Le prix Nobel de médecine de 2022 récompense le biologiste suédois Svante Pääbo. Ses travaux sur l’ADN ancien ont révélé les liens intimes entre néandertaliens, dénisoviens et Homo sapiens et permis d’éclairer leurs trajectoires évolutives uniques.
Son nom circulait pour le Nobel de médecine depuis quelques années… Récompensé le 3 octobre 2022, le biologiste suédois Svante Pääbo se voit couronné 40 ans après que le prix a été attribué à son père caché, le biochimiste Sune Bergström (dont Pääbe était le fils naturel). Le chercheur, actuellement à directeur de l’Institut d’Anthropologie Max Planck de Leipzig (Allemagne) a été honoré pour ses découvertes concernant le génome d’homininés et l’évolution humaine. « En révélant les différences génétiques qui distinguent tous les humains vivants des hominidés disparus, ses découvertes ont donné la base à l’exploration de ce qui fait de nous humains, des êtres aussi uniques » a salué le jury du Nobel. (Lire également sur le site de La Recherche :l’ADN ancien éclaire la trajectoire unique de l’homme moderne« ).

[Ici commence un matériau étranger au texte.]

PR #334, opened 2023-08-24
GH-692: Review 1

utkarshg6:


masq/src/commands/set_configuration_command.rs
```diff
@@ -146,10 +144,9 @@ mod tests {
         ]);
 
         let err_msg = result.unwrap_err();
-        assert!(err_msg.contains(
-            "error: Found argument '--invalid-arg' \
-             which wasn't expected, or isn't valid in this context"
-        ));
+        assert!(err_msg.contains("Found argument"));
```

Entre Ötzi et momies égyptiennes
Le Suédois Svante Pääbo a raconté dans sa biographie Neandertal, à la recherche des génomes perdus (Les liens qui libèrent, 2015) l’épopée de la paléogénétique, discipline qu’il a largement contribué à forger depuis les années 1980. Le chercheur a d’abord analysé l’ADN de momies égyptiennes et d’Ötzi, collecté des crottes de paresseux et des os d’ours des cavernes. Jusqu’au Graal : le séquençage, en 2009, du génome de l’homme de Neandertal, à partir d’ossements récupérés à Vindija en Croatie. Séquençage qu’il complètera un peu plus tard avec l’analyse d’un autre ADN néandertalien, celui d’une femme provenant de la même grotte.

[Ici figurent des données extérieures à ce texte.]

PR #336, opened 2023-09-06
GH-716: Our StreamKeys are insecure

### LINKED ISSUE #716: Our StreamKeys are insecure
Part of the infrastructure of the MASQ network is a series of virtual data streams that run from browser to server and server to browser. Each of these virtual streams consists of several real TCP streams: from the browser to the originating Node, from the originating Node to the first relay Node, several more TCP streams through the relay Nodes, from the last relay Node to the exit Node, and from the exit Node to the server--and back again, since the virtual streams are bidirectional.

In order to tell these virtual streams apart, we have something called a `StreamKey` that is generated and assigned to each stream when it is created in response to the browser opening a new TCP stream to the originating Node. The originating Node has a collection of virtual streams keyed by these `StreamKey`s representing all the streams its browser has open to servers around the Internet, and the exit Node has a collection of virtual streams also keyed by `StreamKey`s that go from every server it's connected to back to the originating Nodes that have requested data from those servers.

When a browser opens a new TCP stream to what it thinks is a server but is actually an originating Node, the originating Node creates a new `StreamKey` for the virtual stream it's about to bring into existence. To create the `StreamKey`, it hashes together (using SHA-1) two pieces of information: its own public key, and the `SocketAddr` of the browser's end of the new TCP stream.

For example, if the originating Node's public key was  `gBviQbjOS3e5ReFQCvIhUM3i02d1zPleo1iXg_EN6zQ`, and the browser opened a stream from 127.0.0.1:51436, then the `StreamKey` for that stream would be 67728a4ec9205ce9cc88f22ade0c93498e425ccc.

But there's a problem.

The exit Node is not supposed to know anything about the identity of the originating Node. It can't directly derive anything about the originating Node's identity from the `StreamKey` it created, but it does have an important indirect source of information: its neighborhood database. That, combined with the fact that the browser's IP address is always 127.0.0.1 and the port number is always an ephemeral port between 49152 and 65535, makes for an attack vector.

If the exit Node wants to know which originating Nodes it's serving, it can do this:
```
fn find_public_key_from_stream_key (stream_key: StreamKey) -> Option<(PublicKey, u16)> {
    for node_record in neighborhood_database {
        for ephemeral_port in 49152u16..65535u16 {
            let candidate_key = StreamKey::new (node_record.public_key(), SocketAddr::new(localhost(), ephemeral_port))
            if (candidate_key == stream_key) {
                return Some((node_record.public_key(), ephemeral_port))
            }
        }
    }
    None // originating Node isn't in neighborhood_database
}
```
The malefactors who create the evil exit Node don't even have to write `StreamKey::new()`: it's already part of the codebase!

__Assignment:__ Find a way to make `StreamKey`s more secure without disrupting existing data or Gossip protocols between Nodes.

__Observation:__ Since nobody is ever going to try to extract from a `StreamKey` the data that was used to create it (as opposed to creating new `StreamKey`s and comparing them), it doesn't really matter what that data is, as long as it's sufficiently unique to prevent unintentional collisions.  (Translation: maybe you could just pile in a bunch of random data having nothing to do with public keys or `SocketAddr`s. How much? Enough to assure uniqueness. How much is that? Well...think about it. If we're going to generate random data anyway, do we even need a hashing function?)

__Another observation:__ Maintaining uniqueness inside an originating Node will be pretty easy, because the same `StreamKey` generator will be generating all those `StreamKey`s. Maintaining uniqueness inside an exit Node might be a little harder, since its `StreamKey`s will have been generated by different generators in all the originating Nodes that are using its services. There should be some assurance that the fourth `StreamKey` I generate can't be the same as the fourth `StreamKey` you generate, in case we're both using the same exit Node.

__Yet another observation:__ UUIDs were invented specifically to address _almost_ exactly this kind of problem, and `crates.io` has at least one library that generates them. The _almost_ part is because UUIDs can be parsed into fields that might give attackers too much information. One set of fields, for example, comes from a time value, which would tell an attacker how old the stream is. (Is this a problem? Maybe.) Another field could allow the extraction of the MAC address of the generating machine's network interface card...although a different version of UUID allows that to be replaced with a random number. If further investigation reveals UUIDs to be insufficiently secure, we could hash them.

Dans la foulée des scientifiques comme Craig Venter, qui ont décodé le génome humain, Svante Pääbo et ses équipes se sont attaqué, dès 2004, à un défi autrement plus compliqué : reconstituer des génomes d’homininés disparus dont l’ADN nucléaire nous parvenait incomplet et très dégradé. Une entreprise difficile, semée d’embûches techniques. Aucun néandertalien, en effet, n’a jamais été retrouvé conservé dans de la glace – comme le célèbre chasseur Ötzi avec des cellules encore fraîches. En outre, si l’ADN nucléaire est plus rare dans les fossiles, il est aussi plus fragmenté et beaucoup plus difficile à extraire que l’ADN contenu dans les mitochondries de l’organisme humain et transmis par les mères. Enfin, il est aussi extrêmement foisonnant, alors que l’ADN mitochondrial ne comporte que 16.569 paires de bases.
Fin 2006, Svante Pääbo annonçait avoir déchiffré un million de ces petites lettres – t, c, a, g – qui composent l’ADN du noyau néandertalien. Un an plus tard, il parvenait à 70 millions puis en 2009, à plus de trois milliards de lettres. Le secret d’un bond aussi spectaculaire résidait dans l’acquisition d’une nouvelle machine de séquençage par l’Institut Max Planck : un bijou du genre nommé « la Solexa », permettant de traiter 40 millions de séquences en une semaine, contre à peine 1 million de séquences en huit jours avec les autres machines.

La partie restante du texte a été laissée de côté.